For our test, we put Alex Albon in the Red Bull in position #20, for a dry two-lap race around Austin. We test at the following settings:
- 768p Ultra Low, 1440p Ultra Low, 4K Ultra Low, 1080p Ultra
In terms of automation, F1 2019 has an in-game benchmark that can be called from the command line, and the output file has frame times.

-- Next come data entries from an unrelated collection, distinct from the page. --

PR #11754, opened 2026-01-09
Don't sign workspace commits from rebase

Caleb-T-Owens:
* Related to https://github.com/gitbutlerapp/gitbutler/issues/11618

This PR makes use of the `sign_if_configured` property added in my previous PR. When creating an editor graph, if a workspace commit is detected, we now set that property to `false`.


crates/but-rebase/src/graph_rebase/mod.rs
```diff
@@ -206,3 +215,43 @@ impl RevisionHistory {
         self.mappings.push(mapping);
     }
 }
+
+/// I wanted to assert _somewhere_ the defaults for non-workspace & workspace commits. It doesn't feel like the right place to do it in integration tests because we should assert behaviour rather than details there.
```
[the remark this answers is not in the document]
Caleb-T-Owens: The main intent of this comment was to just indicate "ooh, this might be a bit of a weird test". I don't think this needs rewords

Byron, line 219: I think that if it's part of the public API, it should be tested in `<crate>/tests`. These can follow the module structure of the crate under test to make it easy to know where to place any test.

crates/but-rebase/tests/rebase/graph_rebase/workspace_commit_behaviour.rs
```diff
@@ -0,0 +1,217 @@
...
+    author author <author@example.com> 946684800 +0000
+    committer Committer (Memory Override) <committer@example.com> 946771200 +0000
+    gitbutler-headers-version 2
+    gitbutler-change-id 00000000-0000-0000-0000-000000000001
+
+    GitButler Workspace Commit
+    ");
+
+    // We expect "c" to remain signed
+    insta::assert_snapshot!(git_catfile(&repo, "c")?, @r"
```
Byron, line 142: While `catting` the whole commit object is convenient, I think it's worth focussing at what really matters. If it's signatures, these can easily be extracted with `repo.find_commit().extra_headers().pgp_signature()` and validated that way.

crates/but-rebase/tests/rebase/graph_rebase/workspace_commit_behaviour.rs
```diff
@@ -0,0 +1,217 @@
...
+    /Ixfyf+1YXRuiTVCSfZC1O37fo2FgH9yK4qqh8FHKknW2QAAAIEAvxU0LExhDbTamH4u7O
+    EIeCOR5S/O2MyI/aDbayxoHTx/AyTX01tGi973T+gSudh1OHUo0i4t2qXH0UtHivQjkwAx
+    O4j6sJyGoYu7FC5e6jnAfCoECNRLPxPCCDbyyGh5XekKoGCR4EnmAYDV9eFulwD8sAYhdE
+    4HaQysV/NhxaQAAACBAPzsVtQcdp9OCMtY+MK+nbKya4JajYe/vfOyPJLwCo4WX9xxdHrl
+    4782TSxxtPJegGDCFvbHRh2sY/ACMC3zqdRg2dPASCDTsP5Oob72L76Bg0zJjoSdSJwCjD
+    pMWS5gS0eNyZ5K2B1NgwjCYl6xKQFCeoixvZwaiDmzmJckAiVHAAAAgQDry0Jg/+k/N0LS
+    ek4l+CTdWiCDLH2YRpZf+uMHrHdleBF3cLU3tsvAztRHQbpZVBVol6RCX7kXZb4oiAXxBs
+    1+DtZaWWnCAll+lzPqxBYvbnNWinu+lmthvidXViV5keBDXwBz/B66inApVvq4PRSvIRti
+    /wNPSpUQOE43pLMhHwAAABB0ZXN0QGV4YW1wbGUuY29tAQ==
+    -----END OPENSSH PRIVATE KEY-----
```
Byron, line 43: Here (even) I came close to thinking that there is something like 'over-testing' 😅.

Byron (commented):
Thanks! Just a few small notes.

crates/but-rebase/tests/rebase/graph_rebase/workspace_commit_behaviour.rs
Caleb-T-Owens: Yesterday when we were discussing the "is signing stable" topic, didn't you suggest adding this assertion to indicate that we expected a consistent private key? Perhaps I misunderstood.

Byron: I remember nothing, but that doesn't mean anything with me 😅. With that said, as a stable key results in a stable signature which we do test, I'd remove this test which feels like adding noise.

Instead, one could put a note saying that hey, if the signature changed, either the key changed, or the commit hash changed. But we are testing the latter so people will be able to tell that all else being equal, somehow the key changed.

We repeat each resolution setting for a minimum of 10 minutes, taking the averages and percentiles.
AnandTech | Low Resolution Low Quality |
Medium Resolution Low Quality |
High Resolution Low Quality |
Medium Resolution Max Quality |
Average FPS | ||||
95th Percentile |
All of our benchmark results can also be found in our benchmark engine, Bench.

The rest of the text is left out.